Note that the number of units to buy is a random quantity. To see it for yourself, roll a fair die until each of the six faces appears at least once. You can try this with your own die and record the numbers as you go. We rolled our own die and the following shows three such experiments.

3, 4, 6, 2, 6, 1, 3, 2, 1, 4, 6, 2, 6, 1, 6, 1, 2, 3, 5

6, 6, 4, 1, 3, 6, 6, 4, 1, 5, 4, 2

6, 2, 1, 1, 5, 5, 1, 1, 1, 3, 6, 1, 3, 5, 4

The first experiment has 19 trials, the second one has 12 trials and the third one has 15 trials. If we run the random experiment another time, we would get another sequence. Also note that the first 5 of the faces (coupons) show up fairly quickly. It takes a few more trials just to get the last coupon.

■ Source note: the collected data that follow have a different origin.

PR #114, opened 2019-02-10
add switchDefaultLanguage

ZhangYet:
Once you choose the default language,  every time you show the new problem with the default language. If you want to change another language, you need to change it in Preference. I think it's convenient for a command to switch default language.


jdneo:
Hi @ZhangYet 

Thank you for your contribution.

May I ask the background about this PR first? Because I want to better understand how users are using this extension.

Does that mean each time you want to practice a problem, you would like to practice it with multiple languages? How frequently will the 'switching default language' happen?

ZhangYet:
I use Go and Python in my job, so I practice leetcode with go and python. And now I'm going to learn rust so I would like to answer problems with rust.

However, I'm not sure if anyone else wants to switch their default language frequently.

jdneo:
@ZhangYet Got it.

So from my understanding, you are used to practicing one language for a period, and maybe another language later. During a period of time, you still prefer using one default language rather than selecting the language explicitly each time when picking a problem. Am I right?

ZhangYet:
@jdneo In fact, I will switch to python if I have trouble when using other languages.
Anyway if you think it's not a practical feature, you can close this PR.  I agree that maybe few people would use this feature

jdneo:
@ZhangYet Hmm, Actually I do not want to close this PR for now, cuz we do not know if other users need this feature as well or not. Instead, I create a tracking issue #115. If any user wants this, they can click the 👍 to let us know.

Back to the problem you meet now, the workaround is to remove the default language setting, then the extension will ask you to select the language each time you pick a problem and click something like `Never show again` when the extension asks you to set the default language.

At last, I still want to thank you for sending out this PR. 😄

ZhangYet:
@jdneo LGTM tks

jdneo:
@ZhangYet There are several users click  👍 in the related issue. I think we can start working on this feature now.

src/commands/plugin.ts
```diff
@@ -4,10 +4,19 @@
 import * as vscode from "vscode";
 import { leetCodeExecutor } from "../leetCodeExecutor";
 import { IQuickItemEx } from "../shared";
-import { Endpoint } from "../shared";
+import { Endpoint, languages } from "../shared";
 import { DialogType, promptForOpenOutputChannel, promptForSignIn } from "../utils/uiUtils";
 import { deleteCache } from "./cache";
 
+export async function switchDefaultLanguage(): Promise<void> {
+    const leetCodeConfig: vscode.WorkspaceConfiguration = vscode.workspace.getConfiguration("leetcode");
```
jdneo: The code here is somehow duplicated with https://github.com/jdneo/vscode-leetcode/blob/master/src/commands/show.ts#L44-L51

Can we extract them out to share only one piece of code?

src/commands/plugin.ts
```diff
@@ -4,10 +4,19 @@
...
+    const language: string | undefined = await vscode.window.showQuickPick(languages, { placeHolder: "Select the language you want to use" });
```
jdneo: If the user has already set a default language, we should at least add a ✅mark before the language.

jdneo:
@ZhangYet Would you like to keep working on this PR?

ZhangYet:
@jdneo Fine. I will fix the conflict.

src/commands/plugin.ts
ZhangYet: I will do it later for I am going to change my job these days.

jdneo:
Fixed in #178 

@ZhangYet Still want to thank you for the engagement and the inspiring feature request 👍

Rolling a dice is simply a way to generate random numbers. Thus we can describe the coupon collector problem as a random sampling problem. Draw numbers repeatedly from the sample space $S=\left\{1,2,3,\cdots n \right\}$ with replacement until each of the $n$ numbers has been chosen at least once. Let $X_n$ be the number of trials that are required to perform this experiment. As demonstrated above (or as confirmed by your rolling of a die), $X_n$ is a random variable. The smallest value it can take on is $n$. Theoretically, the random variable $X_n$ could be $n$ or some other integer greater than $n$. The goal is to describe the probability distribution of the random variable $X_n$.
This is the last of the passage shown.